» **Problem to solve**
Using the listing below, copy exactly the lines from the one containing "(call to action)" to the one containing "tnatt: probably not, but", both lines included, and no others.
Start of Block
PR #660, opened 2024-05-27
MAINT: Split out preprocessed logic into separate class

tnatt:
This PR adresses #593 and splits out all the logic of dealing with re-export of preprocessed data in a FMU run from `ExportData` to a new class `ExportPreprocessedData.` The re-export is mainly a copy process of the preprocessed data down to case level, but with an update of the fields `fmu`, `file` and `tracklog` in the metadata.

```python
surfacefilepath = "share/preprocessed/maps/my_surface.gri"
ExportPreprocessedData(config, casepath).export(surfacefilepath)
```

Note the initial export of these preprocessed data should still be handled by the `ExportData` class since it shares the same logic as exporting regular data, except that setting `fmu_context="preprocessed"` will ensure the data is exported and stored inside a `share/preprocessed` folder :
```python
exp = ExportData(fmu_context="preprocessed")
```

**Upsides for having a separate class for the re-export is:**

- all logic contained in one place and not spread inside `ExportData`
- users only have arguments available that will influence the process (most of the `ExportData` arguments would not impact the re-export of data)
- no need to have logic for populating the `ObjDataProvider` from existing metadata

**Downsides**

- No longer possible to update `parent/name/tagname/subfolder` when re-exporting preprocessed data 
  -  Not expected to be an issue since the common way to re-export is to loop over all files in the share/preprocessed folder without giving in these arguments.
- New class for the users to know about, but it can be informed to the users if they provide an file object to `ExportData`

### DIFF
--- a/src/fmu/dataio/_metadata.py
+++ b/src/fmu/dataio/_metadata.py
@@ -10,19 +10,14 @@ import getpass
 import os
 import platform
 from datetime import timezone
-from pathlib import Path
-from typing import TYPE_CHECKING, Final
+from typing import TYPE_CHECKING, Final, Literal
 
 from pydantic import AnyHttpUrl, TypeAdapter
 
 from . import types
 from ._definitions import SCHEMA, SOURCE, VERSION, FmuContext
 from ._logging import null_logger
-from ._utils import (
-    drop_nones,
-    glue_metadata_preprocessed,
-    read_metadata_from_file,
-)
+from ._utils import drop_nones
 from .datastructure._internal import internal
 from .datastructure.meta import meta
 from .exceptions import InvalidMetadataError
@@ -38,12 +33,14 @@ if TYPE_CHECKING:
 logger: Final = null_logger(__name__)
 
 
-def generate_meta_tracklog() -> list[meta.TracklogEvent]:
+def generate_meta_tracklog(
+    event: Literal["created", "merged"] = "created",
+) -> list[meta.TracklogEvent]:
     """Initialize the tracklog with the 'created' event only."""
     return [
         meta.TracklogEvent.model_construct(
             datetime=datetime.datetime.now(timezone.utc),
-            event="created",
+            event=event,
             user=meta.User.model_construct(id=getpass.getuser()),
             sysinfo=meta.SystemInformation.model_construct(
                 fmu_dataio=meta.VersionInformation.model_construct(version=__version__),
@@ -107,14 +104,6 @@ def _get_meta_display(dataio: ExportData, objdata: ObjectDataProvider) -> meta.D
     return meta.Display(name=dataio.display_name or objdata.name)
 
 
-def _get_meta_preprocessed_info(dataio: ExportData) -> internal.PreprocessedInfo:
-    return internal.PreprocessedInfo(
-        name=dataio.name,
-        tagname=dataio.tagname,
-        subfolder=dataio.subfolder,
-    )
-
-
 def generate_export_metadata(
     obj: types.Inferrable,
     dataio: ExportData,
@@ -149,12 +138,7 @@ def generate_export_metadata(
 
     """
 
-    meta_existing = None
-    if isinstance(obj, (str, Path)) and dataio._reuse_metadata:
-        logger.info("Partially reuse existing metadata from %s", obj)
-        meta_existing = read_metadata_from_file(obj)
-
-    objdata = objectdata_provider_factory(obj, dataio, meta_existing)
+    objdata = objectdata_provider_factory(obj, dataio)
     masterdata = dataio.config.get("masterdata")
 
     metadata = internal.DataClassMeta(
@@ -169,18 +153,7 @@ def generate_export_metadata(
         file=_get_meta_filedata(dataio, obj, objdata, fmudata, compute_md5),
         tracklog=generate_meta_tracklog(),
         display=_get_meta_display(dataio, objdata),
-        preprocessed=(
-            _get_meta_preprocessed_info(dataio)
-            if dataio.fmu_context == FmuContext.PREPROCESSED
-            else None
-        ),
+        preprocessed=dataio.fmu_context == FmuContext.PREPROCESSED,
     ).model_dump(mode="json", exclude_none=True, by_alias=True)
 
-    if skip_null:
-        metadata = drop_nones(metadata)
-
-    return (
-        metadata
-        if not meta_existing
-        else glue_metadata_preprocessed(oldmeta=meta_existing, newmeta=metadata.copy())
-    )
+    return metadata if not skip_null else drop_nones(metadata)
--- a/src/fmu/dataio/dataio.py
+++ b/src/fmu/dataio/dataio.py
@@ -32,6 +32,7 @@ from .aggregation import AggregatedData
 from .case import InitializeCase
 from .datastructure.configuration import global_configuration
 from .datastructure.meta import enums
+from .preprocessed import ExportPreprocessedData
 from .providers._fmu import FmuProvider, get_fmu_context_from_environment
 
 # DATAIO_EXAMPLES: Final = dataio_examples()
@@ -52,6 +53,17 @@ InitializeCase: Final = InitializeCase  # Backwards compatibility alias
 # ======================================================================================
 # Private functions
 # ======================================================================================
+
+
+def _future_warning_preprocessed() -> None:
+    warnings.warn(
+        "Using the ExportData class for re-exporting preprocessed data is no "
+        "longer supported. Use the dedicated ExportPreprocessedData class "
+        "instead. In a deprecation period the ExportPreprocessedData is used "
+        "under the hood when a filepath is input to ExportData. "
+        "Please update your script, as this will be discontinued in the future.",
+        FutureWarning,
+    )
 
 
 def _validate_variable(key: str, value: type, legals: dict[str, str | type]) -> bool:
@@ -368,7 +380,6 @@ class ExportData:
     _pwd: Path = field(default_factory=Path, init=False)
     _config_is_valid: bool = field(default=True, init=False)
     _fmurun: bool = field(default=False, init=False)
-    _reuse_metadata: bool = field(default=False, init=False)
 
     # Need to store these temporarily in variables until we stop
     # updating state of the class also on export and generate_metadata
@@ -377,9 +388,6 @@ class ExportData:
 
     # << NB! storing ACTUAL casepath:
     _rootpath: Path = field(default_factory=Path, init=False)
-
-    # in some cases input object may change class; store the internal variable here:
-    _object: types.Inferrable = field(init=False)
 
     def __post_init__(self) -> None:
         logger.info("Running __post_init__ ExportData")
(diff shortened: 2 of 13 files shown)


perolavsvendsen:
I think/guess/assume that the re-export is mainly not directly user-facing? E.g. built into centrally managed components. Or do we expect that end-end users have to relate to this much?

It sounds like a valuable upside to simplify/streamline the `ExportData` class.

Not sure I see the big benefit of not having `_preprocessed` in the (temporary) metadata. Some sort of flag that tells us that this is temporary output feels useful. But I guess the point here is that when invoking the new class, this is assumed.

src/fmu/dataio/preprocessed.py
```diff
@@ -0,0 +1,226 @@
...
+                return yaml.safe_load(stream)
+        return None
+
+    def _get_relative_export_path(self, existing_path: Path) -> Path:
+        """Get an updated relative_path from an existing path."""
+
+        existing_share_folder = ShareFolder.PREPROCESSED.value + "/"
+        existing_subfolders_and_filename = str(existing_path).rsplit(
+            existing_share_folder, maxsplit=1
+        )[-1]
```
mferrera, line 117: I think this is fine 😄

src/fmu/dataio/preprocessed.py
```diff
@@ -0,0 +1,226 @@
...
+
+        if not self.is_observation:
+            return Path(ShareFolder.RESULTS.value) / existing_subfolders_and_filename
+        return Path(ShareFolder.OBSERVATIONS.value) / existing_subfolders_and_filename
```
mferrera, line 121: Consider inverting the logic to handle the single conditional case.

```suggestion
        if self.is_observation:
            return Path(ShareFolder.OBSERVATIONS.value) / existing_subfolders_and_filename
        return Path(ShareFolder.RESULTS.value) / existing_subfolders_and_filename
```

src/fmu/dataio/preprocessed.py
```diff
@@ -0,0 +1,226 @@
...
+        # remove legacy '_preprocessed' key if present
+        if "_preprocessed" in meta_existing:
+            del meta_existing["_preprocessed"]
+
+        meta_existing["fmu"] = self._fmudata.get_metadata()
+        meta_existing["file"] = self._get_meta_file(objfile, checksum_md5_file)
+
+        # update the tracklog block
+        tracklog_entry = generate_meta_tracklog(event="merged")
+        meta_existing["tracklog"].extend(tracklog_entry)
```
mferrera, line 169: I think we should consider a class or set of functions to do these operations, but not in this PR #662

src/fmu/dataio/preprocessed.py
```diff
@@ -0,0 +1,226 @@
...
+        return internal.DataClassMeta.model_validate(meta_existing).model_dump(
+            mode="json",
+            exclude_none=True,
+        )
+
+    # ==================================================================================
+    # Public methods:
+    # ==================================================================================
+
+    def generate_metadata(self, obj: Union[str, Path]) -> dict:
```
mferrera, line 180:
```suggestion
    def generate_metadata(self, obj: str | Path) -> dict:
```

src/fmu/dataio/preprocessed.py
```diff
@@ -0,0 +1,226 @@
...
+        objmetafile = objfile.parent / f".{objfile.name}.yml"
+
+        if meta_existing := self._read_metadata_file(objmetafile):
+            return self._get_updated_metadata(meta_existing, objfile)
+
+        raise ValueError(
+            f"Can't detect existing metadata file with name: {objmetafile}"
+        )
+
+    def export(self, obj: Union[str, Path]) -> str:
```
mferrera, line 197:
```suggestion
    def export(self, obj: str | Path) -> str:
```

mferrera (commented):
On a first pass this looks very nice, nice work. I have no significant comments but will need to take a second look.

src/fmu/dataio/dataio.py
```diff
@@ -787,16 +763,24 @@ def generate_metadata(
 
         self._update_check_settings(kwargs)
 
+        if isinstance(obj, (str, Path)):
+            assert self.casepath is not None
+            _future_warning_preprocessed()
+            return deepcopy(
```
jcrivenaes, line 769: Here you return a  `deepcopy()` but later (in `export()` not. Any reasons for that?

jcrivenaes:
> Not sure I see the big benefit of not having `_preprocessed` in the (temporary) metadata. Some sort of flag that tells us that this is temporary output feels useful. But I guess the point here is that when invoking the new class, this is assumed.

I agree to keep this, so we have a unique identifier that that the intention is preprocessed context.

src/fmu/dataio/preprocessed.py
```diff
@@ -0,0 +1,226 @@
...
+        casepath: Required casepath for the active ERT experiment. The case needs to
+            contain valid case metadata i.e. the ERT workflow 'WF_CREATE_CASE_METADATA'
+            has been run prior to using this class.
+
+        is_observation: Default is True. If True, then disk storage will be on the
+            "casepath/share/observations" folder, otherwise on casepath/share/result.
+    """
+
+    config: dict
+    casepath: Union[str, Path]
```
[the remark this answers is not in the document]
tnatt: completely true, I keep getting confused around these 🙂

src/fmu/dataio/preprocessed.py
```diff
@@ -0,0 +1,226 @@
...
+    is_observation: bool = True
+
+    _fmudata: FmuProvider | None = field(default=None)
+
+    def __post_init__(self) -> None:
+        if get_fmu_context_from_environment() != FmuContext.CASE:
+            raise ValueError(
```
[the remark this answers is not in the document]
tnatt: makes more sense yes 👍

src/fmu/dataio/dataio.py
tnatt: Mainly because the export returns a `str` with the path to the exported file, while the `generate_metadata` returns a dictionary with the metadata.

src/fmu/dataio/providers/_fmu.py
```diff
@@ -104,7 +104,7 @@ class FmuProvider:
 
     model: dict | None = None
     fmu_context: FmuContext = FmuContext.REALIZATION
-    include_ertjobs: bool = True
+    include_ertjobs: bool = False
```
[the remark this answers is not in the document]
tnatt: hehe nice catch.. yes was going to make a comment regarding this 🙂. I saw that in `ExportData` this is defaulted to `False` by an class variable. So I figured changing the default here were appropriate, and then I did not expose this as an argument when initializing the `FmuProvider` in the `ExportPreprocessedData`.
If I am not mistaken I think @perolavsvendsen mentioned that storing of the jobs.json per data might not be the desired way in the future? Am I correct @perolavsvendsen?

tnatt:
> I think/guess/assume that the re-export is mainly not directly user-facing? E.g. built into centrally managed components. Or do we expect that end-end users have to relate to this much?

Yes this is correct, a regular user will not be exposed to this. In Drogon it is used inside the ERT workflow `WF_COPY_PREPROCESSED_DATAIO`, which probably many users have copied and not modified at all. Other than that export of preprocessed data is being used e.g. inside the ongoing `SIM2SEIS` and `genertobs` work.

This local ERT workflow in Drogon `WF_COPY_PREPROCESSED_DATAIO` has a note stating that this is temporarily until available through `fmu-dataio` as a pre-installed ERT workflow.  It is this temporary solution that made it necessary to initialize the `ExportPreprocessedData` inside the `ExportData` class, as this local script probably will live for quite some time before being replaced by a newer script or a pre-installed ERT workflow (knowledge from experience 😄)

src/fmu/dataio/providers/_fmu.py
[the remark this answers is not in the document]
perolavsvendsen: I think we stopped including the `jobs.json` quite quickly, yes. It becomes very, very large in some cases. Spamming the metadata. Rather include it in the future if there is a (more) clear need for it.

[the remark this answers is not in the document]
perolavsvendsen: In case that wasn't very clear: As far as I am concerned, we can stop supporting this completely. Not sure if we have other dependencies on _reading_ it, but I am quite certain we can completely stop support dumping it to metadata.

src/fmu/dataio/dataio.py
```diff
@@ -48,12 +49,22 @@
...
 # ======================================================================================
 # Private functions
 # ======================================================================================
 
 
+def _future_warning_preprocessed() -> None:
+    warnings.warn(
+        "Using the ExportData class for re-exporting preprocessed data is no "
+        "longer supported. Use the dedicated ExportPreprocessedData class "
+        "instead. In a deprecation period the ExportPreprocessedData is used "
```
perolavsvendsen, line 61: Not the most critical comment... But is it necessary to state here that `ExportPreprocessedData` is used under the hood?

src/fmu/dataio/dataio.py
```diff
@@ -48,12 +49,22 @@
...
+        "under the hood when a filepath is input to ExportData. "
+        "This will change in the future!",
```
perolavsvendsen, line 63: "Please update your script, as this will be discontinued in the future."? (call to action)

src/fmu/dataio/dataio.py
tnatt: probably not, but I was mainly saying it in the rare case they experienced a change in behaviour.. The `ExportPreprocessedData` class does not support updating filenames hence if users specify e.g. the argument `name` in `ExportData` it will not be populated into `ExportPreprocessedData`. 

I don't reckon anyone has done that though.. probably the users only have the ERT workflow `WF_COPY_PREPROCESSED_DATAIO`, and no argument is given in there to update the file name on the re-export.

src/fmu/dataio/providers/_fmu.py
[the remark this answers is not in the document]
tnatt: > In case that wasn't very clear: As far as I am concerned, we can stop supporting this completely. Not sure if we have other dependencies on _reading_ it, but I am quite certain we can completely stop support dumping it to metadata.

I like the sound of that 👍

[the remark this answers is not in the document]
tnatt: created issue #664

src/fmu/dataio/_metadata.py
```diff
@@ -37,12 +32,14 @@
 logger: Final = null_logger(__name__)
 
 
-def generate_meta_tracklog() -> list[meta.TracklogEvent]:
+def generate_meta_tracklog(
+    event: Literal["created", "merged"] = "created",
+) -> list[meta.TracklogEvent]:
```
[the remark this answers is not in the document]
tnatt: A bit unsure if it is two or three types. In the `meta.TracklogEvent` this field is typed as a `str` and the examples states three types. I can't see any reference to this `updated` event inside `dataio` so I'm quite certain dataio don't create metadata where `tracklog.event = "updated"`.

https://github.com/equinor/fmu-dataio/blob/0c2d04016875c2194b0f1777c37bb743e5880e1b/src/fmu/dataio/datastructure/meta/meta.py#L327-L329

Probably we should constrain the type for the event field inside the `meta.TracklogEvent` to an `Enum` or at least a `Literal` instead of `str`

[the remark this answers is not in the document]
tnatt: Created #669

tnatt:
I have updated the PR with tests and added back the `_preprocessed` flag but now in the form of a bool 🙂 While working on the tests I've added a bit more checks and messages to the code.

Great if some of you find the time to review again @mferrera @jcrivenaes @perolavsvendsen

perolavsvendsen (approved):
🚀

mferrera (approved):

jcrivenaes (approved):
End of Block
» **Answer section**
perolavsvendsen, line 63: "Please update your script, as this will be discontinued in the future."? (call to action)

src/fmu/dataio/dataio.py
tnatt: probably not, but I was mainly saying it in the rare case they experienced a change in behaviour.. The `ExportPreprocessedData` class does not support updating filenames hence if users specify e.g. the argument `name` in `ExportData` it will not be populated into `ExportPreprocessedData`. 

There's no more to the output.